■ **Exercise prompt**:
Each record below needs to be written out exactly as it appears.

========

PR #861, opened 2024-04-30
Fix CI on blending branch

kecnry:
This PR fixes issues with tests on the `feature-blending` branch.

Note: mac runners are still expected to fail here, but linux runners should be ✅ 🤞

========

■ **Output of the task**:
PR #861, opened 2024-04-30
Fix CI on blending branch

kecnry:
This PR fixes issues with tests on the `feature-blending` branch.

Note: mac runners are still expected to fail here, but linux runners should be ✅ 🤞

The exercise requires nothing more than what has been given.